After another short intro track sets somewhat of a scene, Digital Black launches out of the gate with distorted gloomy guitar riffs from all three of King Gizzard’s axe men as Stu sings “Illusion, confusion, last human, digital black”. The tone here gets weird fast, with a new narrator in the form of a disembodied voice processor speaking as Han-Tyumi the cyborg expressing his desire to vomit and later to die, as humans do. It’s like one of those four A.M low-budget sci-fi movies you occasionally catch the first ten minutes of; as Han-Tyumi builds a machine like himself to achieve his goal of finally throwing up, Vomit Coffin perfectly nails the strangeness of this story with guitar riffs Tony Iommi would be proud of. Absurd it may be but it’s the sort of absurd rock King Gizzard do best. Closing track Murder of the Universe has Han-Tyumi vomiting outwards across the entire universe, across time, describing the grim process as the epic instrumental builds and climaxes as everything collapses in on itself. A heavy conclusion indeed, even if it isn’t a happy one.

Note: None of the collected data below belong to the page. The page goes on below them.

PR #709, opened 2025-03-31
use ISO timestamps and set warning loglevel for es

memodi:
use ISO timestamps and set warning loglevel for es

### DIFF
--- a/Jenkinsfile
+++ b/Jenkinsfile
@@ -1110,6 +1110,12 @@ def setTemplateParams(){
     return templateParams
 }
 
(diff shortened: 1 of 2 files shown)


memodi:
Did a test run where timestamps conversions are performed well and also fixed bug to read baseline.json from new path:
https://jenkins-csb-openshift-qe-mastern.dno.corp.redhat.com/job/scale-ci/job/memodi-e2e-benchmarking-multibranch-pipeline/job/fix-timestamp/3/

PR #727, opened 2025-05-20
fix build_info.sh

memodi:
fix build_info.sh


Amoghrd:
The same fix needs to be committed in netobserv.sh file of release and netobserv-qe-scripts repo too right?
/lgtm

Amoghrd:
I was talking about netobserv.sh file changes for Downstream var in  [netobserv-qe-scripts](https://gitlab.cee.redhat.com/netobserv-qe/netobserv-qe-scripts/-/blob/main/netobserv.sh?ref_type=heads#L240) and in [release](https://github.com/openshift/release/blob/master/ci-operator/step-registry/netobserv/install-operator/netobserv-install-operator-commands.sh#L123) repos

PR #760, opened 2025-06-06
Netobserv: track metrics cardinality

jotak:
cc @memodi @Amoghrd


scripts/queries/netobserv_touchstone_tolerancy_rules.yaml
```diff
@@ -61,6 +61,9 @@
 - json_path: ["metric_name", "rssPrometheusTotals", "metric_name", "*", "avg(value)"]
   tolerancy: 60
   max_failures: 0
+- json_path: ["metric_name", "metricsCardinality", "metric_name", "*", "avg(value)"]
+  tolerancy: 10
```
memodi, line 65:
```suggestion
  tolerancy: 30
```

recommend some higher threshold as we probably don't want entire comparison to fail on this metric.

memodi (changes requested):

PR #764, opened 2025-06-13
replace oc wait with while loop for ebpf pods check

memodi:
replace oc wait with while loop for ebpf pods check since pods name change if they restart while `oc wait` causes it to fail.


scripts/env.sh
```diff
@@ -1,5 +1,5 @@
 # use upstream version for perf and reliability testing
```
Amoghrd, line 1: can update the comment here and also the comment for TOPIC_PARTITIONS

PR #799, opened 2025-07-16
Reapply "Netobserv: track metrics cardinality (#760)" (#765)

jotak:
This reverts commit 802349789c639347816da2ce47c07fc7c4cbe4cc.

@memodi , I'd like to revisit adding metrics cardinality as this is something important to know when tracking down potential regressions. I will bring some changes that I hope will fix the issue that you saw - and if it doesn't, we should try to investigate/refine on live cluster, if possible, rather than reverting?


jotak:
> could you add these metrics to new orion config files as well?

rebased & done
For info I've set direction to 0: both increased or decreased cardinality is a smell of something wrong if not intentional.

PR #805, opened 2025-08-06
Remove ping capability

mcornea:
By default ping is shipped with cap_net_raw=ep capability which prevents ping from running in unprivileged pods which results in CI errors such as:

```
+ ping -c 5 XXXXXXXXXX
/bin/bash: line 11: /bin/ping: Operation not permitted
```

This change removes the ping binary capability which should allow running the ping checks in the CI steps.


paigerube14 (approved):
/lgtm

PR #806, opened 2025-08-07
NETOBSERV-2353: KafkaNodePool configs

Amoghrd:
Add KafkaNodePool configs for NetObserv


Amoghrd:
Based on testing PR https://github.com/openshift/openshift-tests-private/pull/26515 the configs are working as expected. @mffiedler Could you PTAL?

PR #811, opened 2025-10-07
Update dashboard

Amoghrd:


scripts/queries/netobserv_prometheus_queries.yaml
```diff
@@ -218,11 +218,11 @@
 # Total metrics #
 ###########################
 
-# Total NetObserv CPU Usage, assuming Loki and Kafka also runs in netobserv NS
```
memodi, line 221: suggest to update: 
"assuming Loki and Kafka also runs within NS with 'netobserv' name in them"

PR #1027, opened 2019-02-08
Added subprogram conditional invoking.

OmarEmaraDev:
Added a boolean input to the invoke node. This boolean is a condition that determine if a subprogram should be invoked or not. If not, default values are returned. The condition is hidden by default.


mathlusiverse:
An example blander file was created specifically to test this feature, please see
https://github.com/JacquesLucke/animation_nodes/issues/1026#issuecomment-462014484

The feature works correctly as planed.

PR #1031, opened 2019-02-13
Fixed TypeError when converting Plane type to Matrix

dragere:
Just a small fix when converting Point/Normal to Matrix, because * is an element-wise multiplication in 2.8.


OmarSquircleArt:
Thanks!

Issue #928, opened 2018-08-02
Vectorized sockets stops automatic conversion upon duplication.


OmarSquircleArt:
This bug has been happening since the refactor of the vectorization code, in this issue, I shall report the situations where it happens to possibly narrow its cause.

## Situation 1

A node with a vectorized input is connected to a list, if this node is duplicated and the input of the duplicate is connected to another socket---Single or list(possibly the same socket as the original node), the original node gets disconnected. If the type connected to the duplicate was a list and not a single, the original node input won't accept lists, but only singles. If the type connected to the duplicate was a single, the original node accepts both as predicted.

![duplicating_bug](https://user-images.githubusercontent.com/25300994/43582069-5ee6ef3a-965b-11e8-9913-840ce0656287.gif)

***
I will try to add other situations if encountered.

mattdw:
It's interesting that it disconnects the socket of the original copy – my guess would be that something isn't getting deep-copied on duplication and there's an unexpected shared object underneath? I have the code checked out and building now, so I might see if I can use this as a chance to explore the code a bit.

PR #1033, opened 2019-02-17
fix for #928 – clone data on node duplication

mattdw:
Hi,

I've fixed (I think) a data-sharing problem on node duplication, noted in issue https://github.com/JacquesLucke/animation_nodes/issues/928

I'm not sure if copying inputs/outputs in my clone() method is strictly necessary, as links aren't maintained, but it seemed the smallest change. Let me know if I need to rethink any of this!


OmarSquircleArt:
Thanks! I did some tests and it seems to work as expected.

I find myself having gone through this strange puke covered wormhole King Gizzard have made several times now and, ultimately, still unsure on it as a record. As always, the compressed, lo-fi production and tight performances balance out with the oddities or misfires in the lyrics; and in the case of this album most of the spoken word as well. The narrative is really a mess, one for the Reddit forums to pore over and decide where it fits into the Gizzard canon (the album art for instance is the last few album covers the band have released merged together so that’s significant somehow). In the end, nothing is really fleshed out enough to be truly brilliant. There are standout tracks but perhaps they would have been best as individual releases, while a concept album this short fails to pull together anything that really sticks with you. But it’s hard to stay on the cutting edge after all, and right now King Gizzard remain one of the few rock bands anywhere near it. Even if they are a bit obsessed with being sick.